Allerdings ist Tierhaltung auch ein schwieriges Unterfangen, wenn selbst die Menschen nicht satt werden. „Hundezeiten“ heißt Ilja Trojanows jüngstes Buch. Gegenüber dem Erstling „Die Welt ist groß und Rettung lauert überall“ deutet das einen gewissen Utopieverlust an, der kaum dem Naturell des Autors geschuldet ist. Er gilt als „putzmunterer“ (Spiegel) Hoffnungsträger, einer, der hochpostmodern mit einem „Internet-Roman“ experimentiert und nebenher noch zwei Kleinverlage gegründet hat. Der Ton kommt von anderswo. Trojanow hat Bulgarien bereist, das Land, aus dem er 1971 mit seinen Eltern geflüchtet ist.

Schreiben aus der Deckung des Kollektivs

Bulgarien zeichnet sich, vom Westen gesehen, durch weitgehende Unsichtbarkeit aus. Selbst die Ostler fliegen jetzt lieber nach Mallorca. Mediale Zuwendung gab es nur kurz, als – im Zuge des Umbruchs in Osteuropa, der den südlichen Satelliten zuallerletzt erreichte – im Fernsehen ein paar blutige Köpfe zu sehen waren. Doch Trojanow will nicht einfach ein Fenster öffnen auf ein armes Land, dessen Bevölkerung damit beschäftigt ist, nicht buchstäblich vor die Hunde zu gehen: „Hundezeiten“ ist ein Reportage-Essay, der am Beispiel Bulgariens nachvollziehbar machen will, was seit 1989 geschah, „wie sich die Details einer Entwicklung darbieten, der in jedem Artikel und in jeder Sonntagsrede das Prädikat ,historisch‘ verliehen wird“. Das ist viel. Aber einer mußte es tun. Nach 300 Seiten versteht man, warum.

Die bulgarischen Literaten etwa: Seit der Wende dürfen sie endlich schreiben, was sie wollen, aber sie machen nur zögernd Gebrauch davon. Eine zeitkritische Literatur, die internationalen Standards gerecht würde, existiert ebensowenig wie eine analytische Auseinandersetzung mit der kommunistischen Vergangenheit. Bulgariens Autoren bleiben nebulös, weil sie immer noch aus der kollektiven Deckung heraus schreiben, „in einem totalitären System seien alle Opfer“, es gebe keine Unterschiede, „da das System alle Bereiche des Lebens umfaßt und der einzelne keine Möglichkeit hat, sich ihm zu entziehen“.

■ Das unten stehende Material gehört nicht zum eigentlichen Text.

PR #154, opened 2023-02-24
esp_tinyusb: add USB device class NCM (IEC-17)

Jacques-Zhao:
Added support for NCM class, and the corresponding example can be found in IDF MR: [22232](https://gitlab.espressif.cn:6688/espressif/esp-idf/-/merge_requests/22232)

PR #185, opened 2023-05-29
esp_tinyusb: USB device Network class (NCM)

david-cermak:
Reworked https://github.com/espressif/idf-extra-components/pull/154

### DIFF
--- a/usb/esp_tinyusb/include/tinyusb_net.h
+++ b/usb/esp_tinyusb/include/tinyusb_net.h
@@ -1,0 +1,53 @@
+/*
+ * SPDX-FileCopyrightText: 2023 Espressif Systems (Shanghai) CO LTD
+ *
+ * SPDX-License-Identifier: Apache-2.0
+ */
+
+#pragma once
+
+#include <stdint.h>
+#include "tinyusb_types.h"
+#include "esp_err.h"
+#include "sdkconfig.h"
+
+#if (CONFIG_TINYUSB_NET_MODE_NONE != 1)
+
+#ifdef __cplusplus
+extern "C" {
+#endif
+
+typedef void (*net_recv_handler_t)(void *buffer, uint16_t len);
+
+/**
+ * @brief ESP TinyUSB NCM driver configuration structure
+ */
+typedef struct {
+    const uint8_t *mac_addr; /*!< MAC address. Must be 6 bytes long. */
+    net_recv_handler_t recv_handle; /*!< TinyUSB receive data handle */
+} tinyusb_net_config_t;
+
+/**
+ * @brief Initialize TinyUSB NET driver
+ *
+ * @param[in] usb_dev USB device to use
+ * @param[in] cfg     Configuration of the driver
+ * @return esp_err_t
+ */
+esp_err_t tinyusb_net_init(tinyusb_usbdev_t usb_dev, const tinyusb_net_config_t *cfg);
+
+/**
+ * @brief TinyUSB NET driver send data
+ *
+ * @param[in] buffer USB send data
+ * @param[in] len     Send data len
+ * @return esp_err_t
+ */
+esp_err_t tinyusb_net_send(void *buffer, uint16_t len);
+
+#endif
+
+//TODO: Define ESP-specific functions
+#ifdef __cplusplus
+}
+#endif
--- a/usb/esp_tinyusb/include/tinyusb_net.h
+++ b/usb/esp_tinyusb/include/tinyusb_net.h
@@ -17,14 +17,36 @@
 extern "C" {
 #endif
 
-typedef void (*net_recv_handler_t)(void *buffer, uint16_t len);
+/**
+ * @brief On receive callback type
+ */
+typedef esp_err_t (*tusb_net_rx_cb_t)(void *buffer, uint16_t len, void *ctx);
+
+/**
+ * @brief Free Tx buffer callback type
+ */
+typedef void (*tusb_net_free_tx_cb_t)(void *buffer, void *ctx);
+
+/**
+ * @brief On init callback type
+ */
+typedef void (*tusb_net_init_cb_t)(void *ctx);
 
 /**
  * @brief ESP TinyUSB NCM driver configuration structure
  */
 typedef struct {
-    const uint8_t *mac_addr; /*!< MAC address. Must be 6 bytes long. */
-    net_recv_handler_t recv_handle; /*!< TinyUSB receive data handle */
+    uint8_t mac_addr[6];                      /*!< MAC address. Must be 6 bytes long. */
+    tusb_net_rx_cb_t on_recv_callback;        /*!< TinyUSB receive data callbeck */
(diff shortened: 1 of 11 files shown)


usb/esp_tinyusb/tinyusb_net.c
```diff
@@ -0,0 +1,173 @@
...
+
+static void do_send_sync(void *ctx)
+{
+    (void) ctx;
+    if (xSemaphoreTake(s_net_obj.buffer_sema, 0) != pdTRUE || s_net_obj.packet_to_send == NULL) {
+        return;
+    }
+
+    packet_t *packet = s_net_obj.packet_to_send;
+    if (tud_network_can_xmit(packet->len)) {
```
tore-espressif, line 47: Question: Did the function ever returned 'false' during your tests?

If yes, could we make the error handling a little more thorough?

usb/esp_tinyusb/tinyusb_net.c
```diff
@@ -0,0 +1,173 @@
...
+        packet->result = ESP_FAIL;
+    }
+    xSemaphoreGive(s_net_obj.buffer_sema);
+    xEventGroupSetBits(s_net_obj.tx_flags, TX_FINISHED_BIT);
+}
+
+static void do_send_async(void *ctx)
+{
+    packet_t *packet = ctx;
+    if (tud_network_can_xmit(packet->len)) {
```
tore-espressif, line 60: How can we signal failure of this call to the user?

tore-espressif (commented):
@david-cermak thank you very much for the update! I left few comments about error handling, apart from that, LGTM!

Could you also please bump version in idf_component.yml to 1.3.0 ?

usb/esp_tinyusb/tinyusb.c
```diff
@@ -61,12 +61,13 @@ esp_err_t tinyusb_driver_install(const tinyusb_config_t *config)
         cfg_descriptor = config->configuration_descriptor;
     } else {
         // Default configuration descriptor is provided only for CDC and MSC classes
-#if (CFG_TUD_HID > 0 || CFG_TUD_MIDI > 0 || CFG_TUD_CUSTOM_CLASS > 0 || CFG_TUD_ECM_RNDIS > 0 || CFG_TUD_NCM > 0 || CFG_TUD_DFU > 0 || CFG_TUD_DFU_RUNTIME > 0 || CFG_TUD_BTH > 0)
```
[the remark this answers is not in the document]
david-cermak: Thanks, removed only NCM class.

usb/esp_tinyusb/tinyusb_net.c
david-cermak: Yes, this happens if the USB cannot accept more packets (i.e. the available space in the outgoing buffer is less that size of this packet).

> could we make the error handling a little more thorough?

The error should be reported to the user API, as this is a synchronous API which waits for completion.

usb/esp_tinyusb/tinyusb_net.c
david-cermak: This is an asynchronous API, so the packet would be just dropped.
I've added an error message, but that's probably all we can do I think.

Maybe we could add Tx result argument to this `tx_buff_free()` callback, WYT?

usb/esp_tinyusb/include/tinyusb_net.h
```diff
@@ -0,0 +1,96 @@
...
+/**
+ * @brief ESP TinyUSB NCM driver configuration structure
+ */
+typedef struct {
+    uint8_t mac_addr[6];                      /*!< MAC address. Must be 6 bytes long. */
+    tusb_net_rx_cb_t on_recv_callback;        /*!< TinyUSB receive data callbeck */
+    tusb_net_free_tx_cb_t free_tx_buffer;     /*!< User function for freeing the Tx buffer.
+                                               *    - could be NULL, if user app is responsible for freeing the buffer
+                                               *    - must be used in asynchronous send mode
+                                               *    - is only called if the packet is accepted, i.e. tinyusb_net_send...() returns ESP_OK */
```
tore-espressif, line 44: In async mode, this callback is called even when the packet is _not_ accepted, right?

usb/esp_tinyusb/tinyusb_net.c
tore-espressif: > Maybe we could add Tx result argument to this tx_buff_free() callback, WYT?

This sounds good to me. But if it is OK to drop packages silently, then even the current solution is OK.

Nitpick: would `tx_done_cb` be a better name for this callback?

david-cermak: > if it is OK to drop packages silently, then even the current solution is OK.

I'd prefer this option TBH. It's already described here, that the async mode should be used with consideration (and now with the error message, developers can easily adjust task priorities to reduce this kind of packet drop)

https://github.com/espressif/idf-extra-components/blob/d3a6806d194ce934871866f0f62c478c98e4e931/usb/esp_tinyusb/include/tinyusb_net.h#L83-L84

> Nitpick: would tx_done_cb be a better name for this callback?

`tx_done_cb()` wouldn't reflect the purpose of this callback IMO, as this is called exactly the moment when we *copy* the data from *our* buffer to the internal tinyUSB buffer. so the exact moment we're able to deallocate the buffer.
We could also add a similar callback for transmit completion (and maybe add a completion status), but I would probably like to keep this simple (adding a new callback isn't a breaking change and can be implemented later)

usb/esp_tinyusb/include/tinyusb_net.h
```diff
@@ -0,0 +1,99 @@
...
+ */
+typedef struct {
+    uint8_t mac_addr[6];                      /*!< MAC address. Must be 6 bytes long. */
+    tusb_net_rx_cb_t on_recv_callback;        /*!< TinyUSB receive data callbeck */
+    tusb_net_free_tx_cb_t free_tx_buffer;     /*!< User function for freeing the Tx buffer.
+                                               *    - could be NULL, if user app is responsible for freeing the buffer
+                                               *    - must be used in asynchronous send mode
+                                               *    - is only called if the used tinyusb_net_send...() function returns ESP_OK
+                                               *        - in sync mode means that the packet was accepted by TinyUSB
+                                               *        - in async mode means that the packet was queued to be processed in TinyUSB task
```
tore-espressif, line 46: I'm really sorry for nitpicking but: But we call the callback [here](https://github.com/espressif/idf-extra-components/blob/d3a6806d194ce934871866f0f62c478c98e4e931/usb/esp_tinyusb/tinyusb_net.c#L64) when the packed was _not_ queued

usb/esp_tinyusb/include/tinyusb_net.h
david-cermak: That's true, thanks for noticing. Have rephrased and added few details about sync vs async mode.

tore-espressif (approved):

tore-espressif:
@david-cermak Can we merge it or do you plan more changes?

david-cermak:
@tore-espressif Feel free to merge it if the last description sounds okay to you.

Wie sehr diese Einschätzung Trojanows zutrifft, bestätigt ein Blick in die Eigenwerbung der Leipziger Buchmesse, wo Bulgarien in diesem Jahr als Länderschwerpunkt firmiert. „Ihre Gedichte sind leicht lesbar und enthalten tiefgründige Metaphern, die die ursprüngliche Reinheit der Gedanken, Empfindungen und Träume von Gottheiten und fernen Welten spiegeln“, wird dort der Literaturkritiker Sdrawko Peev zitiert, der solches über die Lyrikerin Kristin Dimitrova sagt. Frau Dimitrova schreibe im übrigen „mit vertrauter Zärtlichkeit und seliger Gemütlichkeit“. Was innerbulgarisch als höchstes Lob gilt, gleicht anderswo einem ästhetischen Todesurteil. Aus diesem Umstand erklärt sich die Tatsache, daß bulgarische Literatur von Relevanz heute aus dem Ausland stammt, von Exilanten oder einer sentimental dem Lande verbundenen Autorin wie Angelika Schrobsdorff, die in der Lesereihe zur Buchmesse denn auch umstandslos der bulgarischen Literatur zugeschlagen wird.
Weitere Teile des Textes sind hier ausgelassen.